LIME (Ribeiro et al., 2016) explains individual predictions of any ML model. It works as follows:

  1. Takes a specific observation we want explained.
  2. Generates perturbations — slightly modified versions of that observation.
  3. Checks how the model reacts to those changes.
  4. Builds a simple, interpretable local model (e.g., linear regression) that approximates the complex model’s behavior in the neighborhood of that observation.
Code 
from sklearn.ensemble import RandomForestClassifier
from sklearn.datasets import load_iris
from sklearn.model_selection import train_test_split
import numpy as np

# Train model on Iris data
iris = load_iris()
X_train, X_test, y_train, y_test = train_test_split(
    iris.data, iris.target, test_size=0.2, random_state=42
)

model = RandomForestClassifier(n_estimators=100, random_state=42)
model.fit(X_train, y_train)

# Pick one observation
i = 7
obs = X_test[i]
pred = model.predict([obs])[0]
proba = model.predict_proba([obs])[0]

print(f"Observation: {obs}")
print(f"Prediction: {iris.target_names[pred]} (probabilities: {proba.round(3)})")

# Feature importance for this model
importances = model.feature_importances_
print(f"\nFeature importance (global):")
for name, imp in sorted(zip(iris.feature_names, importances), key=lambda x: -x[1]):
    print(f"  {name}: {imp:.3f}")
Observation: [6.9 3.1 5.1 2.3]
Prediction: virginica (probabilities: [0.   0.08 0.92])
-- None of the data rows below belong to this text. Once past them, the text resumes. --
PR #1088, opened 2023-11-15
Modified Minimal Pairs and Lemma Search forms

susanodd:
as for other search forms. Modified set up of language fields to work if some fields not included. Added missing re.escape to escape of regex input.

### DIFF
--- a/signbank/dictionary/adminviews.py
+++ b/signbank/dictionary/adminviews.py
@@ -6611,6 +6611,11 @@ class LemmaListView(ListView):
         dataset_languages = get_dataset_languages(selected_datasets)
         context['dataset_languages'] = dataset_languages
 
+        # use these to fill the form fields of a just done query
+        populate_keys, populate_fields = search_fields_from_get(self.search_form, self.request.GET)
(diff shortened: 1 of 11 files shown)


susanodd:
This does the same changes as for the other search forms, make a self parameter of the search form, initialize it and its language fields using shared functions. Similarly the templates have been modified to use a filter that extracts the field from the form.

The "escape(val)" has been replaced by "re.escape(val)" a couple of places. (This was related to the language fields in the forms so it got done here prior to revising the forms so they can share code all the places that need the escape.)

susanodd:
I revised the Lemma Reset and Populate code. This all works correctly now. There was an issue with the javascript because it was at the end of the html file and there were two javascript blocks. So the ready code was not accessing the javascript variables that had been defined. These are all in one block now.

I haven't figured out how to condense the get_queryset code of Lemma List View. There is also an annotated query function. Still puzzling on that how to make use of the shared functions in query_parameters.

The Minimal Pairs List still needs revision of get_queryset to use the shared functions.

Feature importance (global):
  petal length (cm): 0.440
  petal width (cm): 0.422
  sepal length (cm): 0.108
  sepal width (cm): 0.030
# To use LIME (requires: pip install lime):
from lime.lime_tabular import LimeTabularExplainer

explainer = LimeTabularExplainer(
    X_train,
    feature_names=iris.feature_names,
    class_names=iris.target_names,
    discretize_continuous=True
)

exp = explainer.explain_instance(X_test[i], model.predict_proba)
exp.show_in_notebook()

LIME will show which features (e.g., petal length > 4.5, petal width > 1.6) influenced the classification of a given flower as Virginica. The same approach works for any model — from logistic regression to deep neural networks.

Course Summary — What’s Next?

Over 5 lectures we followed this path:

  1. L1: What is real-time analytics and when is it needed (batch vs NRT vs RT).
  2. L2: Evolution of data and processing models (OLTP -> OLAP -> Data Lake -> Big Data).
  3. L3: Stream processing — time, watermarking, time windows.
  4. L4: Apache Kafka and microservices — real-time system architecture.
  5. L5: Machine learning in streaming context — online learning, anomalies, explainability.

In the labs, you’ll translate this knowledge into practice: set up an environment in Docker, write Kafka producers and consumers, build a Spark Streaming + Kafka pipeline, deploy an ML model as a FastAPI microservice, and build a complete real-time anomaly detection system.

Business Impact

Anomaly detection is the foundation of modern risk management — from detecting financial fraud to predicting machine failures (predictive maintenance). Algorithm explainability is a necessity in regulated sectors — understanding “why the system said NO” protects a company from reputational and legal damage and ensures compliance with regulations (AI Act, GDPR). Companies that combine real-time analytics with interpretable ML gain a competitive advantage not only in speed, but also in customer trust.